Stored records

PR #123, opened 2016-01-18
Use an array indexed by ordinal to go from enum to name.

swankjesse:


moshi/src/main/java/com/squareup/moshi/StandardJsonAdapters.java
```diff
@@ -215,21 +214,25 @@ static int rangeCheckNextInt(JsonReader reader, String typeMessage, int min, int
...
-    private final Map<String, T> nameConstantMap = new LinkedHashMap<>();
+    private final Map<String, T> nameConstantMap;
+    private final String[] nameStrings;
 
     public EnumJsonAdapter(Class<T> enumType) {
       this.enumType = enumType;
       try {
         T[] constants = enumType.getEnumConstants();
-        for (T constant : constants) {
+        nameConstantMap = new LinkedHashMap<>();
```
adelnizamutdinov: do we need initialCapacity here?

swankjesse: It’s surprisingly hard work. http://google.github.io/guava/releases/snapshot/api/docs/src-html/com/google/common/collect/Maps.html#line.186

JakeWharton: The problem with initialCapacity is that it doesn't respect the loadFactor. So if you set it to 100 for a 100 element enum it will still trigger a resize. So you need to account for the default loadFactor when creating initialCapacity and it just gets crazy.

adelnizamutdinov: good to know, thanks

PR #125, opened 2016-01-21
Break apart Okio-based JSON reader and writer.

JakeWharton:


moshi/src/main/java/com/squareup/moshi/JsonWriter.java
```diff
@@ -483,165 +247,17 @@ public JsonWriter value(long value) throws IOException {
...
    * that arbitrary type adapters can use {@link #value(String)} to write a name value.
    */
-  void promoteNameToValue() throws IOException {
-    int context = peek();
-    if (context != NONEMPTY_OBJECT && context != EMPTY_OBJECT) {
-      throw new IllegalStateException("Nesting problem.");
-    }
-    promoteNameToValue = true;
-  }
+  abstract void promoteNameToValue() throws IOException;
```
JakeWharton: This package scoped method (and equivalent in `JsonReader`) prevent these types from being fully re-implementable by consumers. We could switch to having it be public.

swankjesse: I'd rather make the constructors package-private & prevent external subclasses.

JakeWharton: Ok. That also means we can push shared logic down!

JakeWharton: Added!

moshi/src/main/java/com/squareup/moshi/BufferedSinkJsonWriter.java
```diff
@@ -0,0 +1,441 @@
...
+    }
+    sink.flush();
+  }
+
+  /**
+   * Flushes and closes this writer and the underlying {@link Sink}.
+   *
+   * @throws JsonDataException if the JSON document is incomplete.
+   */
+  public void close() throws IOException {
```
swankjesse: Should there be `@Override` on these?

moshi/src/main/java/com/squareup/moshi/BufferedSourceJsonReader.java
```diff
@@ -0,0 +1,1078 @@
...
+final class BufferedSourceJsonReader extends JsonReader {
+  private static final long MIN_INCOMPLETE_INTEGER = Long.MIN_VALUE / 10;
+
+  private static final ByteString SINGLE_QUOTE_OR_SLASH = ByteString.encodeUtf8("'\\");
+  private static final ByteString DOUBLE_QUOTE_OR_SLASH = ByteString.encodeUtf8("\"\\");
+  private static final ByteString UNQUOTED_STRING_TERMINALS
+      = ByteString.encodeUtf8("{}[]:, \n\t\r\f/\\;#=");
+  private static final ByteString LINEFEED_OR_CARRIAGE_RETURN = ByteString.encodeUtf8("\n\r");
+
+  private static final int PEEKED_NONE = 0;
```
swankjesse: `#enumsmatter`

moshi/src/main/java/com/squareup/moshi/BufferedSinkJsonWriter.java
swankjesse: (Trying to remember if this is for Java 5’s benefit, which lacks `@Override` on interfaces)

swankjesse:
LGTM!

moshi/src/main/java/com/squareup/moshi/BufferedSinkJsonWriter.java
JakeWharton: Fixed (for the future):

screen shot 2016-01-21 at 10 16 48 am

Task »
Going line by line, copy the data above exactly.

Your response »
PR #123, opened 2016-01-18
Use an array indexed by ordinal to go from enum to name.

swankjesse:


moshi/src/main/java/com/squareup/moshi/StandardJsonAdapters.java
```diff
@@ -215,21 +214,25 @@ static int rangeCheckNextInt(JsonReader reader, String typeMessage, int min, int
...
-    private final Map<String, T> nameConstantMap = new LinkedHashMap<>();
+    private final Map<String, T> nameConstantMap;
+    private final String[] nameStrings;
 
     public EnumJsonAdapter(Class<T> enumType) {
       this.enumType = enumType;
       try {
         T[] constants = enumType.getEnumConstants();
-        for (T constant : constants) {
+        nameConstantMap = new LinkedHashMap<>();
```
adelnizamutdinov: do we need initialCapacity here?

swankjesse: It’s surprisingly hard work. http://google.github.io/guava/releases/snapshot/api/docs/src-html/com/google/common/collect/Maps.html#line.186

JakeWharton: The problem with initialCapacity is that it doesn't respect the loadFactor. So if you set it to 100 for a 100 element enum it will still trigger a resize. So you need to account for the default loadFactor when creating initialCapacity and it just gets crazy.

adelnizamutdinov: good to know, thanks

PR #125, opened 2016-01-21
Break apart Okio-based JSON reader and writer.

JakeWharton:


moshi/src/main/java/com/squareup/moshi/JsonWriter.java
```diff
@@ -483,165 +247,17 @@ public JsonWriter value(long value) throws IOException {
...
    * that arbitrary type adapters can use {@link #value(String)} to write a name value.
    */
-  void promoteNameToValue() throws IOException {
-    int context = peek();
-    if (context != NONEMPTY_OBJECT && context != EMPTY_OBJECT) {
-      throw new IllegalStateException("Nesting problem.");
-    }
-    promoteNameToValue = true;
-  }
+  abstract void promoteNameToValue() throws IOException;
```
JakeWharton: This package scoped method (and equivalent in `JsonReader`) prevent these types from being fully re-implementable by consumers. We could switch to having it be public.

swankjesse: I'd rather make the constructors package-private & prevent external subclasses.

JakeWharton: Ok. That also means we can push shared logic down!

JakeWharton: Added!

moshi/src/main/java/com/squareup/moshi/BufferedSinkJsonWriter.java
```diff
@@ -0,0 +1,441 @@
...
+    }
+    sink.flush();
+  }
+
+  /**
+   * Flushes and closes this writer and the underlying {@link Sink}.
+   *
+   * @throws JsonDataException if the JSON document is incomplete.
+   */
+  public void close() throws IOException {
```
swankjesse: Should there be `@Override` on these?

moshi/src/main/java/com/squareup/moshi/BufferedSourceJsonReader.java
```diff
@@ -0,0 +1,1078 @@
...
+final class BufferedSourceJsonReader extends JsonReader {
+  private static final long MIN_INCOMPLETE_INTEGER = Long.MIN_VALUE / 10;
+
+  private static final ByteString SINGLE_QUOTE_OR_SLASH = ByteString.encodeUtf8("'\\");
+  private static final ByteString DOUBLE_QUOTE_OR_SLASH = ByteString.encodeUtf8("\"\\");
+  private static final ByteString UNQUOTED_STRING_TERMINALS
+      = ByteString.encodeUtf8("{}[]:, \n\t\r\f/\\;#=");
+  private static final ByteString LINEFEED_OR_CARRIAGE_RETURN = ByteString.encodeUtf8("\n\r");
+
+  private static final int PEEKED_NONE = 0;
```
swankjesse: `#enumsmatter`

moshi/src/main/java/com/squareup/moshi/BufferedSinkJsonWriter.java
swankjesse: (Trying to remember if this is for Java 5’s benefit, which lacks `@Override` on interfaces)

swankjesse:
LGTM!

moshi/src/main/java/com/squareup/moshi/BufferedSinkJsonWriter.java
JakeWharton: Fixed (for the future):

screen shot 2016-01-21 at 10 16 48 am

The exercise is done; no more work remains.